### Directions for this task
Report how many lines of these entries hold the string "message"; reply with the number alone.
━━━ Provided material
PR #681, opened 2024-05-10
enhancement(match): Display size diff in bytes if similar

ShanaryS:


src/decide.ts
```diff
@@ -51,9 +52,11 @@ const createReasonLogger =
 			case Decision.MATCH:
 				return;
 			case Decision.SIZE_MISMATCH:
-				reason = `its size does not match - (${humanReadableSize(
-					searchee.length,
-				)} -> ${humanReadableSize(candidate.size)})`;
+				reason = `its size does not match - (${
+					Math.abs(sizeDiff) > 10000000 // 10MB is the rounding error
+						? `${humanReadableSize(searchee.length)} -> ${humanReadableSize(candidate.size)}`
+						: `${sizeDiff > 0 ? "+" : ""}${sizeDiff} bytes`
```
zakkarry, line 58: Do you think adding a `-` instead of nothing would be clearer?

mmgoodnow (approved):
Lgtm pending the nit about `-`

src/decide.ts
ShanaryS: That's already covered by the number being negative.

PR #683, opened 2024-05-12
Refactor Result type

mmgoodnow:
The current Result type is okay, but it doesn't actually leverage Typescript's ability to catch bugs at build time. This PR does a few things:
- Result is now a **union type** of `OkResult | ErrResult`
- `unwrapOrThrow(err?: Error)` has been separated into two methods:
    - `unwrap()` this method ONLY exists on OkResult. In order to call it, you need to use `isOk` or `isErr` to do type narrowing so that TypeScript knows the method exists. 
    - `unwrapOrThrow(err: Error)` This is a convenience method to throw an error if the result is an ErrResult. It is like the old version of `unwrapOrThrow`, except the argument is now required. This exists on BOTH OkResult and ErrResult. 
    - I migrated all calls to `unwrapOrThrow()` with no arguments to use `unwrap()`, and kept calls of `unwrapOrThrow(new Error('error message'))` with one argument to use `unwrapOrThrow()`. 
- `unwrapErr()` this method ONLY exists on ErrResult. In order to call it, you need to use `isOk` or `isErr` to do type narrowing so that TypeScript knows the method exists. 
- `isOk` and `isErr` are now [type predicates](https://www.typescriptlang.org/docs/handbook/2/narrowing.html#using-type-predicates) which means they will do type narrowing. Once you call `result.isOk()`, typescript "grants you access" to calling the `unwrap()` method. 
- I added a first-class `isOk` function (not an instance method on either of the result classes) because TypeScript doesn't understand when you `.filter(r => r.isOk())`. It understands `filter(isOk)` though.

### DIFF
--- a/src/Result.ts
+++ b/src/Result.ts
@@ -32,10 +32,6 @@ class OkResult<T> {
 	orElse(): T {
 		return this.contents;
 	}
-
-	toArray(): [T] {
-		return [this.contents];
-	}
 }
 
 class ErrResult<U> {
@@ -72,10 +68,6 @@ class ErrResult<U> {
 	orElse<T>(t: T): T {
 		return t;
 	}
-
-	toArray(): [] {
-		return [];
-	}
 }
 
 export type Result<T, U> = OkResult<T> | ErrResult<U>;
@@ -86,4 +78,8 @@ export function resultOf<T, U>(value: T): Result<T, U> {
 
 export function resultOfErr<T, U>(value: U): Result<T, U> {
 	return new ErrResult(value);
+}
+
+export function isOk<T, U>(result: Result<T, U>): result is OkResult<T> {
+	return result.isOk();
 }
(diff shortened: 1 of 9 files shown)


src/Result.ts
```diff
@@ -1,83 +1,85 @@
...
 
-	mapOk<R>(mapper: (t: T) => R): Result<R, U> {
+	mapOk<R>(mapper: (t: T) => R): OkResult<R> {
 		return new OkResult(mapper(this.contents));
 	}
 
-	// eslint-disable-next-line @typescript-eslint/no-unused-vars
-	mapErr<R>(mapper: (u: U) => R): Result<T, R> {
-		return this as unknown as Result<T, R>;
+	mapErr(): OkResult<T> {
```
ShanaryS, line 20: Is the return type intentional? I'm not familiar with JS or TS internals so I can't comment much.

PR #689, opened 2024-05-17
enhancement(decide/match): support multi-file risky based matching

ShanaryS:
This mainly is to support multi-file risky based matching moving the 100% MATCH_PARTIAL matches to MATCH_SIZE_ONLY. I refactored decide.js to the state it will be downstream.

1st commit:
1. The priority of decisions 
2. Reporting more granular decisions
3. Caching all snatched .torrent files and saving infoHash with decision if present (might as well start doing this now for `cache-search-queries`). We can optionally cleanup based on modified time since it is updated each time it's used.
4. Better error message for decisions and snatch.

2nd commit:
1. Support multi-file risky based matches

### DIFF
--- a/src/constants.ts
+++ b/src/constants.ts
@@ -19,6 +19,7 @@ export const ANIME_REGEX =
 export const RELEASE_GROUP_REGEX =
 	/(?<=-)(?:\W|\b)(?!(?:\d{3,4}[ip]))(?!\d+\b)(?:\W|\b)(?<group>[\w ]+?)(?:\[.+\])?(?:\))?(?=(?:\.\w{1,5})?$)/i;
 export const RESOLUTION_REGEX = /\b(?<res>\d{3,4}[ipx])\b/i;
+export const RES_STRICT_REGEX = /(?<res>(?:2160|1080|720)[pi])/;
 
 export const REPACK_PROPER_REGEX =
 	/(?:\b(?<type>(?:REPACK|PROPER|\d\v\d)\d?))|(?<arrtype>(?:Proper|v\d))\b/;
@@ -93,9 +94,12 @@ export enum Decision {
 	MATCH = "MATCH",
 	MATCH_SIZE_ONLY = "MATCH_SIZE_ONLY",
 	MATCH_PARTIAL = "MATCH_PARTIAL",
+	FUZZY_SIZE_MISMATCH = "FUZZY_SIZE_MISMATCH",
 	SIZE_MISMATCH = "SIZE_MISMATCH",
+	PARTIAL_SIZE_MISMATCH = "PARTIAL_SIZE_MISMATCH",
 	NO_DOWNLOAD_LINK = "NO_DOWNLOAD_LINK",
 	DOWNLOAD_FAILED = "DOWNLOAD_FAILED",
+	MAGNET_LINK = "MAGNET_LINK",
 	RATE_LIMITED = "RATE_LIMITED",
 	INFO_HASH_ALREADY_EXISTS = "INFO_HASH_ALREADY_EXISTS",
 	FILE_TREE_MISMATCH = "FILE_TREE_MISMATCH",
@@ -103,6 +107,19 @@ export enum Decision {
 	BLOCKED_RELEASE = "BLOCKED_RELEASE",
 	PROPER_REPACK_MISMATCH = "PROPER_REPACK_MISMATCH",
 	RESOLUTION_MISMATCH = "RESOLUTION_MISMATCH",
+}
+export type DecisionAnyMatch =
+	| Decision.MATCH
+	| Decision.MATCH_SIZE_ONLY
+	| Decision.MATCH_PARTIAL;
+export function isDecisionAnyMatch(
+	decision: Decision,
+): decision is DecisionAnyMatch {
+	return (
+		decision === Decision.MATCH ||
+		decision === Decision.MATCH_SIZE_ONLY ||
+		decision === Decision.MATCH_PARTIAL
+	);
 }
 
 export enum MatchMode {
--- a/src/decide.ts
+++ b/src/decide.ts
@@ -127,13 +127,20 @@ export function compareFileTreesIgnoringNames(
 	candidate: Metafile,
 	searchee: Searchee,
 ): boolean {
-	const cmp = (candidate, searchee) => {
-		return searchee.length === candidate.length;
-	};
-
-	return candidate.files.every((elOfA) =>
-		searchee.files.some((elOfB) => cmp(elOfA, elOfB)),
-	);
+	for (const candidateFile of candidate.files) {
+		let matchedSearcheeFiles = searchee.files.filter(
+			(searcheeFile) => searcheeFile.length === candidateFile.length,
+		);
+		if (matchedSearcheeFiles.length > 1) {
+			matchedSearcheeFiles = matchedSearcheeFiles.filter(
+				(searcheeFile) => searcheeFile.name === candidateFile.name,
+			);
+		}
+		if (matchedSearcheeFiles.length === 0) {
+			return false;
+		}
+	}
+	return true;
 }
 
 export function comparePartialSizeOnly(
@@ -306,11 +313,7 @@ async function assessCandidateHelper(
 	}
 
 	const sizeMatch = compareFileTreesIgnoringNames(metafile, searchee);
-	if (
-		sizeMatch &&
-		matchMode !== MatchMode.SAFE &&
-		searchee.files.length === 1
-	) {
+	if (sizeMatch && matchMode !== MatchMode.SAFE) {
 		return { decision: Decision.MATCH_SIZE_ONLY, metafile };
 	}
 
--- a/src/decide.ts
+++ b/src/decide.ts
@@ -1,12 +1,13 @@
-import { existsSync, writeFileSync } from "fs";
+import { existsSync, statSync, utimesSync, writeFileSync } from "fs";
 import path from "path";
 import { appDir } from "./configuration.js";
 import {
 	Decision,
+	isDecisionAnyMatch,
 	MatchMode,
 	RELEASE_GROUP_REGEX,
 	REPACK_PROPER_REGEX,
-	RESOLUTION_REGEX,
+	RES_STRICT_REGEX,
 	TORRENT_CACHE_FOLDER,
 } from "./constants.js";
 import { db } from "./db.js";
@@ -32,13 +33,13 @@ const createReasonLogger =
 		searchee: Searchee,
 		candidate: Candidate,
 	): void => {
+		if (cached) return;
 		function logReason(reason): void {
 			logger.verbose({
 				label: Label.DECIDE,
 				message: `${name} - no match for ${tracker} torrent ${Title} - ${reason}`,
 			});
 		}
-		const sizeDiff = candidate.size - searchee.length;
 
 		let reason;
 		switch (decision) {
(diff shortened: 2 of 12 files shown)


src/decide.ts
```diff
@@ -227,84 +267,89 @@ function releaseGroupDoesMatch(
...
 	}
 
-	return { decision: Decision.FILE_TREE_MISMATCH };
+	return { decision: Decision.FILE_TREE_MISMATCH, metafile };
 }
 
-function existsInTorrentCache(infoHash: string): boolean {
-	return existsSync(
-		path.join(appDir(), TORRENT_CACHE_FOLDER, `${infoHash}.cached.torrent`),
+function existsInTorrentCache(infoHash: string | undefined): boolean {
```
mmgoodnow, line 343: I think this function should take `string` rather than `string | undefined`. Let's push the null checks to the callers

src/decide.ts
```diff
@@ -227,84 +267,89 @@ function releaseGroupDoesMatch(
...
+	if (!infoHash) return false;
+	const torrentPath = path.join(
+		appDir(),
+		TORRENT_CACHE_FOLDER,
+		`${infoHash}.cached.torrent`,
 	);
+	if (!existsSync(torrentPath)) return false;
+	utimesSync(torrentPath, new Date(), new Date());
```
mmgoodnow, line 351: this changes the modification time even though we're not modifying the file. would it be possible to just change the access time?

src/constants.ts
```diff
@@ -104,6 +108,15 @@ export enum Decision {
...
 }
+export type DecisionAllMatch =
+	| Decision.MATCH
+	| Decision.MATCH_SIZE_ONLY
+	| Decision.MATCH_PARTIAL;
+export const DECISION_ALL_MATCH = [
+	Decision.MATCH,
+	Decision.MATCH_SIZE_ONLY,
+	Decision.MATCH_PARTIAL,
+];
```
mmgoodnow, line 119: A more idiomatic way to express this in TypeScript would be to write a type predicate:
```ts
export function isDecisionAllMatch(decision: Decision): decision is DecisionAllMatch {
  return decision === Decision.MATCH || 
    decision === Decision.MATCH_SIZE_ONLY || 
    decision === Decision.MATCH_PARTIAL
}
```
`DECISION_ALL_MATCH.includes(decision)` can be replaced with `isDecisionAllMatch(decision)` and we won't lose type fidelity at the call site.

src/pipeline.ts
```diff
@@ -245,17 +244,13 @@ export async function checkNewCandidateMatch(
...
-		assessment.decision !== Decision.MATCH_PARTIAL
-	) {
+	if (!DECISION_ALL_MATCH.includes(assessment.decision)) {
 		return null;
 	}
 
 	const result = await performAction(
 		assessment.metafile!,
-		assessment.decision,
+		assessment.decision as DecisionAllMatch,
```
mmgoodnow, line 253: after making the `isDecisionAllMatch` change, this `as` shouldn't be necessary any more.

src/torrent.ts
```diff
@@ -64,35 +66,43 @@ export async function snatch(
...
-				`Unsupported: magnet link detected at ${tracker}: ${url}`,
+				`Unsupported: magnet link detected from ${tracker} for ${candidate.name}`,
 			);
+			logger.debug(`${candidate.name}: ${url}`);
 			return resultOfErr(SnatchError.MAGNET_LINK);
 		}
-		logger.error(`failed to access ${tracker}: ${url}`);
-		logger.debug(e);
+		logger.error(`Failed to access ${tracker} for ${candidate.name}`);
+		logger.debug(`${candidate.name}: ${url} - ${e}`);
```
mmgoodnow, line 82: this means we lose the `e` stack trace. can we split this into two lines?
```suggestion
		logger.debug(`${candidate.name}: ${url}`);
		logger.debug(e);
```

src/torrent.ts
```diff
@@ -64,35 +66,43 @@ export async function snatch(
...
 
 	if (response.status === 429) {
 		return resultOfErr(SnatchError.RATE_LIMITED);
 	} else if (!response.ok) {
 		logger.error(
-			`error downloading torrent from ${tracker} at ${url}: ${response.status} ${response.statusText}`,
+			`Error downloading torrent from ${tracker} for ${candidate.name}: ${response.status} ${response.statusText}`,
+		);
+		logger.debug(
+			`${candidate.name}: ${url} - Response: ${await response.text()}`,
```
mmgoodnow, line 93: I don't love the idea of logging the entire response text - they tend to be really large and murder log file usability IME. A common pattern I've adopted is logging the first 1000 characters, would that work here?

src/torrent.ts
```diff
@@ -64,35 +66,43 @@ export async function snatch(
...
 		);
-		logger.debug("response: %s", await response.text());
 		return resultOfErr(SnatchError.UNKNOWN_ERROR);
 	} else if (response.headers.get("Content-Type") === "application/rss+xml") {
 		const responseText = await response.clone().text();
 		if (responseText.includes("429")) {
 			return resultOfErr(SnatchError.RATE_LIMITED);
```
mmgoodnow, line 99: We can probably delete this. At one point Prowlarr was sending 429 but not as a status code, only as a field in the response XML. I'm pretty sure I got them to change it though (this was like 2 years ago)

src/torrent.ts
```diff
@@ -105,11 +115,14 @@ export async function snatch(
...
+		logger.error(
+			`Invalid torrent contents from ${tracker} for ${candidate.name}`,
+		);
 		const contentType = response.headers.get("Content-Type");
 		const contentLength = response.headers.get("Content-Length");
-		logger.debug(`Content-Type: ${contentType}`);
-		logger.debug(`Content-Length: ${contentLength}`);
+		logger.debug(
+			`${candidate.name}: ${url} - Content-Type: ${contentType} - Content-Length: ${contentLength}`,
+		);
```
mmgoodnow, line 125: might as well throw in a `logger.debug(e)` as well here

mmgoodnow (commented):
architecture looks good, I like the new organization of `decide.ts`. I have several comments but they're pretty minor for the most part

src/decide.ts
```diff
@@ -227,84 +267,89 @@ function releaseGroupDoesMatch(
...
 	}
-	const result = await snatch(link, tracker);
+	if (size) {
+		if (!fuzzySizeDoesMatch(size, searchee)) {
+			return { decision: Decision.FUZZY_SIZE_MISMATCH };
+		}
+	} else {
+		if (!resDoesMatch(searchee.name, name, matchMode)) {
+			return { decision: Decision.RESOLUTION_MISMATCH };
+		}
```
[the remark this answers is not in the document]
zakkarry: The main reason I put this in there was in the case of announces where size is not provided, resolution - when paired with the other indicators such as group and repack/proper - is the closest we can get to a size comparable check, given the limited information.

It is a somewhat cheap check, but I'm not entirely sure its necessary given the correlation size and resolution would have

src/decide.ts
```diff
@@ -48,17 +52,23 @@ const createReasonLogger =
...
+			case Decision.FUZZY_SIZE_MISMATCH ||
+				Decision.SIZE_MISMATCH ||
+				Decision.PARTIAL_SIZE_MISMATCH:
+				reason = `its size does not match by ${decision}${
+					sizeDiff === undefined
+						? ""
+						: ` - (${
+								Math.abs(sizeDiff) > 10000000 // 10MB is the rounding error
+									? `${humanReadableSize(searchee.length)} -> ${humanReadableSize(candidate.size)}`
+									: `${sizeDiff > 0 ? "+" : ""}${sizeDiff} bytes`
```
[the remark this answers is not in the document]
ShanaryS: The displaying of bytes was added as users kept asking why it said `SIZE_MISMATCH` when the sizes were equal due to rounding. We could always display bytes diff but I think using GB when possible is more readable.

src/decide.ts
```diff
@@ -227,84 +267,89 @@ function releaseGroupDoesMatch(
...
+			return { decision: Decision.RESOLUTION_MISMATCH };
+		}
+	}
+	if (!link) {
+		return { decision: Decision.NO_DOWNLOAD_LINK };
+	}
+
+	if (findBlockedStringInReleaseMaybe(searchee, blockList)) {
+		return { decision: Decision.BLOCKED_RELEASE };
+	}
```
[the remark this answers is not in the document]
ShanaryS: Due to how the decisions will be retried in the cache branch, it's better if we can reject it by the other reasons. Decisions like group, repack, and resolution will never be retried since they can't change. Fuzzy won't be unless the value is now higher.

I also think blocklist further down makes more sense to limit its occurrence. The group not matching means it will never be a cross seed so it should be reported first. So blocklist decisions can be interpreted as "passed all checks before snatch".

src/decide.ts
```diff
@@ -227,84 +267,89 @@ function releaseGroupDoesMatch(
...
+		return err === SnatchError.RATE_LIMITED
 			? { decision: Decision.RATE_LIMITED }
-			: { decision: Decision.DOWNLOAD_FAILED };
+			: err === SnatchError.MAGNET_LINK
+				? { decision: Decision.MAGNET_LINK }
+				: { decision: Decision.DOWNLOAD_FAILED };
 	}
+	const metafile = result.unwrap();
+	cacheTorrentFile(metafile);
+	candidate.size = metafile.length; // Trackers can be wrong
```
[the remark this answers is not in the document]
ShanaryS: This is for reporting the size difference when logging. The size is never used for logic after this.

src/decide.ts
ShanaryS: Yes but from my understanding, modified time is the only thing guaranteed to be stable across operating systems. It seems as we can rely on access time for our use cases though. But some user configurations (I think very unlikely) might not use access time.

This will only matter if we want to clean up cached torrent files. Say older than `Math.max(excludeOlder, ms("1y"))`.

src/decide.ts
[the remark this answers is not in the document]
mmgoodnow: let's keep things simple and just always show the diff as a human readable size. if the diff is big enough you can see it in the first two numbers but having the third number won't hurt.

src/decide.ts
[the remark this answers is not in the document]
mmgoodnow: good points 👍

src/decide.ts
mmgoodnow: what very unlikely user configurations would those be?

mmgoodnow (dismissed):
LGTM pending the resolution of these threads: 

https://github.com/cross-seed/cross-seed/pull/689#discussion_r1619187882
https://github.com/cross-seed/cross-seed/pull/689#discussion_r1619208403

src/decide.ts
ShanaryS: If the user sets `noatime` for their mount in linux, then it won't be tracked by the filesystem. We can only update atime for now but if we want to use it for clearing cache, modified avoids any potential issues.

src/decide.ts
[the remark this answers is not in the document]
ShanaryS: I combined both methods. It now displays the diff in a human readable format ` +232B` or `-1.23GB`

src/decide.ts
mmgoodnow: eh, that seems esoteric enough that I'm inclined not to worry about it. I'd rather have the semantics be right. The alternative would be to track them in the database but that feels heavier than necessary.

ShanaryS:
Good to merge. Had to update `humanReadable` to use absolute values for `Math.log`.

zakkarry:
> Good to merge. Had to update `humanReadable` to use absolute values for `Math.log`.

#695 ?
━━━━━━
### Answer box
3